Lemma 1.4 (Hoeffding’s Lemma). For a bounded random variable $X \in [a, b]$:
\[\mathbb E[e^{SX}] \leq \exp\!\left\{S\mathbb E[X] + \frac{1}{8} S^2 (b-a)^2\right\}\]For $X \in [0,1]$ specifically:
\[\mathbb E[e^{SX}] \leq \exp\!\left\{S\mathbb E[X] + \frac{1}{8}S^2\right\}\]Proof sketch. Introduce $X’$, an independent copy of $X$ with the same distribution. By convexity of $e^x$ and Jensen’s inequality:
\[\mathbb E_X[\exp\{S(X - \mathbb E_X[X])\}] \leq \mathbb E_X[\mathbb E_{X'}[\exp\{S(X - X')\}]]\]This symmetrization reduces the problem to a symmetric random variable, and the rest follows from Taylor expansion. $\square$
Regret Analysis
Define $W_t = \sum_{i=1}^K W_{i,t}$, the total weight at time $t$. We bound $W_{n+1}$ from both sides.
Lower Bound
For any expert $i$, their weight after the horizon is $W_{i,n+1} = e^{-\beta L_{i,n}}$ (since each time step multiplies by $e^{-\beta \ell}$ and the product telescopes). Since total weight sums over all experts:
\[W_{n+1} \geq e^{-\beta L_{i,n}}\]Upper Bound
We track how total weight changes each step. Define a random variable $Z = Y_{I,t}$ where expert $I$ is chosen with probability proportional to its weight $\frac{W_{i,t}}{\sum_j W_{j,t}}$. Then $A_t = \mathbb E[Z]$.

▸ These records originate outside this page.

PR #3167, opened 2022-11-15
Use timestamp_opt instead of soon to be deprecated timestamp method

mulkieran:
Related https://github.com/stratis-storage/project/issues/538

Use timestamp_opt() instead of timestamp() to construct new timestamps from component parts. timestamp() is deprecated in chrono 0.4.23 which we expect to begin depending on when we make our upcoming release. timestamp() just panicked when it was unable to construct a timestamp from the arguments. timestamp_opt() returns a non-standard error result in a principled way; that error result is now handled by the calling code. Also, store the initialization time as a DateTime in the StaticHeader struct.

### DIFF
--- a/src/engine/shared.rs
+++ b/src/engine/shared.rs
@@ -10,6 +10,7 @@ use std::{
     path::{Path, PathBuf},
 };
 
+use chrono::{DateTime, LocalResult, TimeZone, Utc};
 use nix::poll::{poll, PollFd, PollFlags};
 use regex::Regex;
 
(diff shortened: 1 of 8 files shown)


mulkieran:
checks_with_udev test failures might be real.

src/engine/shared.rs
```diff
@@ -292,6 +293,32 @@ pub fn total_allocated(allocated: &Diff<Bytes>, metadata_size: &Diff<Bytes>) ->
     }
 }
 
+/// Convert a u64 value representing seconds, and an optional u32 value
+/// representing nanoseconds to a timestamp.
+pub fn unsigned_to_timestamp(secs: u64, nanos: Option<u32>) -> StratisResult<DateTime<Utc>> {
```
jbaublitz, line 298: I'm usually not a big supported of multiple values evaluating to the same input when you can help it. For example, `0` and `None` are identical from an input perspective, so I'm not seeing what the value of the `Option` input is here.

jbaublitz (changes requested):
Other than one stylistic comment, this looks good!

src/engine/shared.rs
mulkieran: Simplified!

jbaublitz (approved):

mulkieran:
rebased.

PR #875, opened 2020-01-14
[Backend] Merge 'master' changes into the backend

alecxvs:
Merging master into the backend + some compilation fixes


package.json
```diff
@@ -25,21 +26,23 @@
...
-    "@grafana/toolkit": "^6.4.3",
-    "@grafana/ui": "^6.4.3",
+    "@babel/core": "^7.8.3",
+    "@babel/preset-env": "^7.8.3",
+    "@babel/preset-react": "^7.8.3",
+    "@emotion/core": "^10.0.27",
+    "@grafana/data": "canary",
+    "@grafana/runtime": "canary",
+    "@grafana/toolkit": "canary",
+    "@grafana/ui": "canary",
```
alecxvs: There's currently an issue that's failing unit tests if we don't mock @grafana/ui and @grafana/runtime: https://github.com/grafana/grafana/issues/20921

However there's also apparently an issue in master that's causing a different error entirely. Neither one works, but we're going to need 6.6 (or whatever release has the fix).

Basically Jest tests are broken because of Grafana packages, we can't fix it and need to wait for a good version of @grafana

package.json
```diff
@@ -25,21 +26,23 @@
...
     "@types/classnames": "^2.2.9",
     "@types/grafana": "github:CorpGlory/types-grafana",
     "@types/jest": "^23.1.1",
     "@types/jquery": "^3.3.0",
     "@types/lodash": "^4.14.104",
     "@types/moment": "^2.13.0",
-    "@types/react": "^16.4.6",
-    "@types/react-dom": "^16.0.11",
+    "@types/react": "^16.9.17",
+    "@types/react-table": "^6.8.6",
```
alecxvs: Current builds of @grafana/ui started using react-table 7. Without defining our own version of the types here, it was using types 7.x and throwing errors due to type changes in the next version.

package.json
alexanderzobnin: Aha, ok, that makes sense. I'll try to investigate. It seems, I remember some build error in grafana/ui related to Table interface.

PR #876, opened 2020-01-15
Added data source column for table layout

### LINKED ISSUE #700: Show Data Source name in Zabbix Problems Virtualization
I have multiple Zabbix Servers which everyone are monitoring the same hosts but with different IPs and from all around the world and some hostname are routed to multiple servers based on their geography, therefore all Zabbix Servers have the same configuration (hosts, host groups, triggers, etc.).

As we didn't want to redundant multiple zabbix nodes on main zabbix server we didn't use zabbix proxies, so it's not an option.

The issue is when I add multiple data sources and I see a problem I can't figure out which zabbix server is giving me this error, therefore I have to check manually again from zabbix servers' dashboard.

It would be so appreciated if there was an option which data source name could be added to dashboard like host name, technical name, host groups, etc.

memfiz:
This PR is just a suggestion thas closes #700

- Added dataSourceField panel option
- Added column "Data Source" for table layout
- As list layout already shows "Data Source" field it would be logical to show/hide data source based on the same new option. Added that.
- So far the option is made "true" by default, because it always was in list. However after an update the column will be visible to everyone that uses table layout. Other way is to use that new option by default as false and only for table layout, thus it will not change anything after a plugin update.

### DIFF
--- a/src/panel-triggers/triggers_panel_ctrl.js
+++ b/src/panel-triggers/triggers_panel_ctrl.js
@@ -62,7 +62,7 @@ export const PANEL_DEFAULTS = {
   statusIcon: false,
   severityField: true,
   ageField: false,
-  dataSourceField: true,
+  dataSourceField: false,
   descriptionField: true,
   descriptionAtNewLine: false,
   // Options
--- a/src/panel-triggers/triggers_panel_ctrl.js
+++ b/src/panel-triggers/triggers_panel_ctrl.js
@@ -62,6 +62,7 @@ export const PANEL_DEFAULTS = {
   statusIcon: false,
   severityField: true,
   ageField: false,
+  dataSourceField: true,
   descriptionField: true,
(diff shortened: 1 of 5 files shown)


src/panel-triggers/triggers_panel_ctrl.js
```diff
@@ -62,6 +62,7 @@ export const PANEL_DEFAULTS = {
   statusIcon: false,
   severityField: true,
   ageField: false,
+  dataSourceField: true,
```
alexanderzobnin: I don't think it makes sense to enable it by default, it helpfull for multi-datasource panel which is not enabled by default.

memfiz: I agree, I've made it false at the beginning, but then joining that option together with list layout made me change that to true...

Issue #891, opened 2020-02-13
ITEM.VALUE acts like ITEM.LASTVALUE in annotations


Akint:
**Describe the bug**
When {ITEM.VALUE} macros is used in a trigger name and annotations of this trigger occurs multiple times on a single graph, the macros is resolved like `{ITEM.LASTVALUE}` on every occurrence.
As you can see on the screenshot below, annotation text is always `too large: 5` for a trigger with condition `item.last() > 1` and title `too large: {ITEM.VALUE}`.
![old](https://user-images.githubusercontent.com/2721104/74419156-0d0ba680-4e7c-11ea-8f8c-90a2953cdc87.png)

**Expected behavior**
When possible, the historical (at-the-time-of-event) value should be seen in annotation text.
The screenshot below is a spoiler of how it works after my fix.
![expected](https://user-images.githubusercontent.com/2721104/74419200-1e54b300-4e7c-11ea-8c3e-0f0bfcb61839.png)

**Software versions**

| Grafana | Zabbix | Grafana-Zabbix Plugin |
| ------- | ------ | --------------------- |
| 6.6.1   | 4.0.17 | 3.10.5                |

P.S. May be a duplicate of #396, but the latter was never resolved.

alexanderzobnin:
Hi! Yes, it's better to use event name for annotations, like you did in your commit, good work!

PR #892, opened 2020-02-13
Fix ITEM.VALUE act like ITEM.LASTVALUE in annotations (#891)

Akint:
Before Zabbix 4.0 the described behavior was unpleasant but expected.
From [docs for {ITEM.VALUE}](https://www.zabbix.com/documentation/3.0/manual/appendix/macros/supported_by_location):
> Resolved to either:
> 1) the historical (at-the-time-of-event) value of the Nth item in the trigger expression, if used in the context of trigger status change, for example, when displaying events or sending notifications.
> 2) the latest value of the Nth item in the trigger expression, if used without the context of trigger status change, for example, when displaying a list of triggers in a pop-up selection window. In this case works the same as {ITEM.LASTVALUE}

But this changes with Zabbix 4.0+. The macros resolution works the same, but [Event object](https://www.zabbix.com/documentation/4.0/manual/api/reference/event/object) now has a new property `name` that contains event name resolved in the correct way (using at-the-time-of-event value).

### DIFF
--- a/src/datasource-zabbix/datasource.js
+++ b/src/datasource-zabbix/datasource.js
@@ -536,12 +536,13 @@ export class ZabbixDatasource {
             let title = Number(event.value) ? 'Problem' : 'OK';
 
             let formatted_acknowledges = utils.formatAcknowledges(event.acknowledges);
+            let event_name = this.zabbixVersion < 4 ? indexedTriggers[event.objectid].description : event.name;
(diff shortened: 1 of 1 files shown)


alexanderzobnin:
Fixed in 8ac5f42e73808468a75f07d4f1250a9a435f85a6

Issue #1465, opened 2022-06-17
Application error. Script is not allowed in manual host action: scope:4


miyagidaniel:
Is possible execute script scope "manal event action" on zabbix problems panel ?

leogiraldimg:
Solves: [Issue 1465](https://github.com/alexanderzobnin/grafana-zabbix/issues/1465)

rodrigocastrillon:
+1

I can see the scrips listed in the alerts panel, but the it seems that only "manual host action" is supported, not "manual event action". I use tags in the event to help the script to receive specific information on that is being alerted, so this would be a very nice feature to have.

AhmedALSGit:
It seems that this issue has not been patched on the newer version of the plugin (4.4.0), could you please find a solution to use the action on a "manual event action". It would help us a lot !
![image](https://github.com/grafana/grafana-zabbix/assets/56633004/b6f801ae-e170-417e-885a-4a8ddb002bae)

AhmedALSGit:
Any update on this case or workarounds on new releases ?
Thanks in advance

ochmite:
Hi everyone,
I’d like to request the addition of script execution in the "manual event action" of Zabbix Problems panel. This functionality is vital for managing alerts effectively and has been previously discussed (Issue #1465), but it remains unresolved in recent plugin versions :( 
Please consider prioritizing this feature in future updates, it would greatly enhance the plugin's usability.
Thanks for your efforts and attention to this

jbew81:
Hi Grafana-Zabbix Team,

As everyone in this thread, i am extremely frustrated 😡😡😡 with this persistent issue. This feature is vital for my operations, and its absence is causing significant disruptions. 
It is unacceptable that this problem remains unresolved despite being raised multiple times. Additionally, this dysfunction is preventing me from upgrading to the latest release of the plugin 👎 . 
Is it possible that this issue (that seems to be simple to fix) be prioritized and fixed immediately ?

majax999:
Hello,

I'm also experiencing the issue, this problem is preventing me from upgrading to the latest plugin release. 
Please fix this as soon as possible.

AhmedALSGit:
Hello,

I temporarily resolved this issue by patching the plugin with the modifications below :
- Get the scope of the script (manual event or manual host)
- Execute the script and add event ID or host ID based on the scope.

The change was implemented in version 4.6.1, which is the most recent version as of now.

[...]

PR #1466, opened 2022-06-21
feat: enable executing manual event scripts

leogiraldimg:
Solves: [Issue 1465](https://github.com/alexanderzobnin/grafana-zabbix/issues/1465)


leogiraldimg:
We've tested the new feature with our development environment:

* The action of executing a manual event script before the implementation: image
* The action of executing a manual event script after the implementation: image

PR #1472, opened 2022-07-07
Switch to regexp2 for parseFilter()

### LINKED ISSUE #1264: Perl regex syntax no longer accepted in any filter (plugin 4.2.1, Grafana 8.1.1)
**Describe the bug**
After update to 4.2.1 plugin (and grafana 8.1.1) any panel with an item/application/host/group filter that uses Perl regex syntax will show no-data. Using simpler regex syntax shows data as normal. Tried to switch from old "Graph" viz to the new "Time series" without any change in behaviour. 

**Expected behavior**
Time-series graph shown also for Perl regex syntax filters as the same syntax worked previously (grafana 7.x/8.0 and plugin 4.1.5). Edit: it also works with grafana 8.1.2+plugin 4.1.5 (but that has other issues)

**Network data**

{"queries":[{"application":{"filter":"CPU"},"countTriggers":true,"functions":[],"group":{"filter":"/^Linux servers$/"},"host":{"filter":"/^mgc01$/"},"item":{"filter":"/^CPU (?!idle|usage|ready)/"},"minSeverity":3,"options":{"disableDataAlignment":false,"showDisabledItems":false,"skipEmptyValues":false,"useZabbixValueMapping":false},"proxy":{"filter":""},"queryType":"0","refId":"A","resultFormat":"time_series","table":{"skipEmptyValues":false},"tags":{"filter":""},"trigger":{"filter":""},"triggers":{"acknowledged":2,"count":true,"minSeverity":3},"itemTag":{"filter":"Application: CPU"},"datasource":"Zabbix","datasourceId":1,"intervalMs":10000,"maxDataPoints":931}],"range":{"from":"2021-08-12T05:34:20.111Z","to":"2021-08-12T08:34:20.111Z","raw":{"from":"now-3h","to":"now"}},"from":"1628746460111","to":"1628757260111"}

{"results":{"A":{"error":"error parsing regexp: invalid or unsupported Perl syntax: `(?!`","frames":[]}}}

**Software versions**

| 8.1.1   | 5.2.7  | 4.2.1               |

thetuxkeeper:
I changed the returned regexp of `parseFilter()` to regexp2. I kept all other uses `regexp` since there's no need for a switch and `regexp2` seems to be unnecessary complex to use for something like `FindStringSubmatch()`.
I haven't run any tests on a real grafana instance, I'll try that later. But I extended the tests and they passed.

If there's anything I could/should change, just let me know! :)

This PR should fix #1264

### DIFF
--- a/pkg/zabbix/methods.go
+++ b/pkg/zabbix/methods.go
@@ -148,7 +148,7 @@ func filterItemsByTag(items []*Item, filter string) ([]*Item, error) {
 			}
 			for _, t := range tags {
 				if re != nil {
-					if re.MatchString(t) {
+					if match, err := re.MatchString(t); match && err != nil {
 						filteredItems = append(filteredItems, i)
 						break
 					}
@@ -173,7 +173,7 @@ func filterItemsByQuery(items []*Item, filter string) ([]*Item, error) {
 	for _, i := range items {
 		name := i.Name
 		if re != nil {
-			if re.MatchString(name) {
+			if match, err := re.MatchString(name); match && err != nil {
 				filteredItems = append(filteredItems, i)
 			}
 		} else if name == filter {
@@ -212,7 +212,7 @@ func filterAppsByQuery(items []Application, filter string) ([]Application, error
 	for _, i := range items {
 		name := i.Name
 		if re != nil {
-			if re.MatchString(name) {
+			if match, err := re.MatchString(name); match && err != nil {
 				filteredItems = append(filteredItems, i)
 			}
 		} else if name == filter {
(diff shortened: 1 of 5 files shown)


pkg/zabbix/methods.go
```diff
@@ -173,7 +173,7 @@ func filterItemsByQuery(items []*Item, filter string) ([]*Item, error) {
 	for _, i := range items {
 		name := i.Name
 		if re != nil {
-			if re.MatchString(name) {
+			if match, err := re.MatchString(name); match && err != nil {
```
alexanderzobnin, line 176: That should be  like
```suggestion
			if match, err := re.MatchString(name); match && err == nil {
```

\[\frac{W_{t+1}}{W_t} = \mathbb{E}\left[e^{-\beta \cdot \ell(X_t, Z)}\right]\]Applying Hoeffding’s Lemma with $S = -\beta$:
\[\frac{W_{t+1}}{W_t} \leq e^{-\beta \cdot \mathbb E[\ell(X_t, Z)]} \cdot e^{\beta^2/8}\]By convexity of $\ell$ in its second argument and Jensen’s inequality:
\[\mathbb E[\ell(X_t, Z)] \geq \ell(X_t, \mathbb E[Z]) = \ell(X_t, A_t)\]Therefore:
\[\frac{W_{t+1}}{W_t} \leq e^{-\beta \cdot \ell(X_t, A_t)} \cdot e^{\beta^2/8}\]Telescoping over all $n$ steps and using $W_1 = K$:
\[\frac{W_{n+1}}{K} = \prod_{t=1}^n \frac{W_{t+1}}{W_t} \leq \exp\!\left\{-\beta L_n + \frac{n\beta^2}{8}\right\}\] \[W_{n+1} \leq K \cdot e^{-\beta L_n + n\beta^2/8}\]Final Regret Bound
Combining lower and upper bounds:
\[e^{-\beta L_{i,n}} \leq W_{n+1} \leq K \cdot e^{-\beta L_n + n\beta^2/8}\]Taking $\log$ and dividing by $\beta$:
\[-L_{i,n} \leq \ln K - \beta L_n + \frac{n\beta^2}{8}\] \[\boxed{L_n \leq L_{i,n} + \frac{n\beta}{8} + \frac{\ln K}{\beta}}\]This holds for any expert $i$. Taking the best expert:
\[L_n^{\text{EWMA}} \leq \left[\min_i L_{i,n}\right] + \frac{n\beta}{8} + \frac{\ln K}{\beta}\]Optimal $\beta$ and Regret
To minimize the bound over $\beta$, balance the two terms $\frac{n\beta}{8}$ and $\frac{\ln K}{\beta}$. Setting $\beta = \sqrt{\frac{8 \ln K}{n}}$:
\[R_n^{\text{EWMA}} = L_n^{\text{EWMA}} - \min_i L_{i,n} \leq \sqrt{\frac{n \ln K}{2}}\]This is sub-linear in $n$, achieving the goal.
The Anytime Problem
There is a catch: the optimal $\beta = \sqrt{\frac{8 \ln K}{n}}$ requires knowing $n$ in advance. An algorithm that works without knowing the horizon is called an anytime algorithm. EWMA is not anytime.
Fix: Make $\beta$ decay with time, setting $\beta_t$ instead of a fixed $\beta$.
- Setting $\beta_t = \frac{1}{\sqrt{t}}$: the weight update at time $t$ uses $W_{t+1}[i] = W_t[i] \cdot e^{-\ell / \sqrt{t}}$.
The lower bound becomes:
\[W_{n+1} \geq \exp\!\left\{-\sum_{t=1}^n \beta_t \ell(X_t, Y_{i,t})\right\}\]The upper bound telescopes similarly. Substituting $\beta_t = 1/\sqrt{t}$ and using the harmonic sum, one can still derive a sub-linear regret bound. The same approach works for $\beta_t = 1/t^2$ (with a different constant).